WHAT IS BEING ASKED: Count every line that includes the string "latency" in the entries that follow. Nothing besides the number is needed.
---------- ENTRIES SUPPLIED
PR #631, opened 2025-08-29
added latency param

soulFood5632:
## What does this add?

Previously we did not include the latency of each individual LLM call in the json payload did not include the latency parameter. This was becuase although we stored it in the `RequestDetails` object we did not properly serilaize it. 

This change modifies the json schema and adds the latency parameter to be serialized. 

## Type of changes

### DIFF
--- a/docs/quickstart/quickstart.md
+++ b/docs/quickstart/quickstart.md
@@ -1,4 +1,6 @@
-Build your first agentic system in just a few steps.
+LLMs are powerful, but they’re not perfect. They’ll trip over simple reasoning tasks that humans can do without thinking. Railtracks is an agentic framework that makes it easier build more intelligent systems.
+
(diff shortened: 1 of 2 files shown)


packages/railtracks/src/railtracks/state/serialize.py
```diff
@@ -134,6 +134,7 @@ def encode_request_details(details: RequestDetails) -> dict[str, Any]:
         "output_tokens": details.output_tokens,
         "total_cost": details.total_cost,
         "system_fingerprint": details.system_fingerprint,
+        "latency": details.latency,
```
--------------------
TASK RESULT: 4